▸ THE TASK
Look at each line below and count those with the word "require"; the answer is that number only.

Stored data

***

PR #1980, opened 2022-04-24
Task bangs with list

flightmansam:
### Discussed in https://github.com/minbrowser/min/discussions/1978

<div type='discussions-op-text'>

***

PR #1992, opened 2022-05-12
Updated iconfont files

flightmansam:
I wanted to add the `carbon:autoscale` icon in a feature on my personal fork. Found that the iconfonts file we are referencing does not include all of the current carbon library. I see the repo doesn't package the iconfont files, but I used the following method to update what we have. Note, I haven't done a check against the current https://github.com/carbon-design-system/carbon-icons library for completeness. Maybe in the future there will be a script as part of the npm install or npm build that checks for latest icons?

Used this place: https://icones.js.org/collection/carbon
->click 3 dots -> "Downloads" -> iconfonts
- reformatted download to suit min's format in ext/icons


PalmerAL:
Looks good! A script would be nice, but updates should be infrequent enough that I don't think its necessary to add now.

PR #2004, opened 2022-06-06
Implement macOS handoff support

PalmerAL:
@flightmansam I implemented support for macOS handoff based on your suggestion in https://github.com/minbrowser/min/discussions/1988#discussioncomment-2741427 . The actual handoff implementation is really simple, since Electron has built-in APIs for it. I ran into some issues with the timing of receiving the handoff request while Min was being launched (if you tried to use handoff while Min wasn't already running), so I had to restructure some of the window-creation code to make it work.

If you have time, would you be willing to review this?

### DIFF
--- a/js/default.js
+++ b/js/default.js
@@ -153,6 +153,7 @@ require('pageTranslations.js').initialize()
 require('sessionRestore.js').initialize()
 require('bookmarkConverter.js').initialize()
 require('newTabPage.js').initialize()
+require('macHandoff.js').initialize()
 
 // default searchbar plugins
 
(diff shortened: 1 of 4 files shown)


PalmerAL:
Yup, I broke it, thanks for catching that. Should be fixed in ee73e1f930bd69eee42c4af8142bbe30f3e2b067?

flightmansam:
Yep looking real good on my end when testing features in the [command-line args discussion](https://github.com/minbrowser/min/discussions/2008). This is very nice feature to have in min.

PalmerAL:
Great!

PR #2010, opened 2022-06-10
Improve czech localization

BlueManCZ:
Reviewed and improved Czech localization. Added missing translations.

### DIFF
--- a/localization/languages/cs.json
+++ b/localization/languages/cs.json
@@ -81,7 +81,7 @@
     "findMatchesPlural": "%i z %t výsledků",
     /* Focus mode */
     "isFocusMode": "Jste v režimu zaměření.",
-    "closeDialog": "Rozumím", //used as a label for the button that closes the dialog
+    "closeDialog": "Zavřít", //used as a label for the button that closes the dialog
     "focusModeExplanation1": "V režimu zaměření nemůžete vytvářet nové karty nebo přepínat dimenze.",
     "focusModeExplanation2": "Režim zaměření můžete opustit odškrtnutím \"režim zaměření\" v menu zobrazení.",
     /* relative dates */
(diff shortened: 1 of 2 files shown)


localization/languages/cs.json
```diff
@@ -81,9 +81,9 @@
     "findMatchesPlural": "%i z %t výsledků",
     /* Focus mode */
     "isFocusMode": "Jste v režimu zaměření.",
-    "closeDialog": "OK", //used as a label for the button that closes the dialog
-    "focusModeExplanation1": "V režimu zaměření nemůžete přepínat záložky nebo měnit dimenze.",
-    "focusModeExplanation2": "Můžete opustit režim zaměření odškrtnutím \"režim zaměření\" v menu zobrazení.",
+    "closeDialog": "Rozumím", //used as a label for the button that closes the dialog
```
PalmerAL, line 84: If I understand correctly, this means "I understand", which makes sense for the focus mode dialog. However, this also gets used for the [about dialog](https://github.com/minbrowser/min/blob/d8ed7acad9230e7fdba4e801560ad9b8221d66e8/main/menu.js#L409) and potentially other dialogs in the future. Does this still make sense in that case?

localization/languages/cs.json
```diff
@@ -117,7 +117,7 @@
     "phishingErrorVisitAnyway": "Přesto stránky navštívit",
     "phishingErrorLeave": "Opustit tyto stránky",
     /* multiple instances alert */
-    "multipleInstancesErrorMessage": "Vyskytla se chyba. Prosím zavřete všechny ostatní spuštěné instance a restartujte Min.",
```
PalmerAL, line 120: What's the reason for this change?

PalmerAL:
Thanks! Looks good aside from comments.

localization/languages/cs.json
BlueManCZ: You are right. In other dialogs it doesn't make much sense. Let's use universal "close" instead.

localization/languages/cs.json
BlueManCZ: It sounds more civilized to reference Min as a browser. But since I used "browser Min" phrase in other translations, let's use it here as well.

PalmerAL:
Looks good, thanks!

***

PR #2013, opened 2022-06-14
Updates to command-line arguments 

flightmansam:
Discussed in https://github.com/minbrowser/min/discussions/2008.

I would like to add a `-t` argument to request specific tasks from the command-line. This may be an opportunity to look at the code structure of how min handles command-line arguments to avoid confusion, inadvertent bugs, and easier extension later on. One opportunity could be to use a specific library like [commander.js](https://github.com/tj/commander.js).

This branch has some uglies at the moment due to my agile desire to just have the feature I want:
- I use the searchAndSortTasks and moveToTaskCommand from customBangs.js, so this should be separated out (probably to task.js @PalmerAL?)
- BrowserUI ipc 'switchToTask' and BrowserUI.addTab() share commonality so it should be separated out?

***

▸ WRITTEN ANSWER
5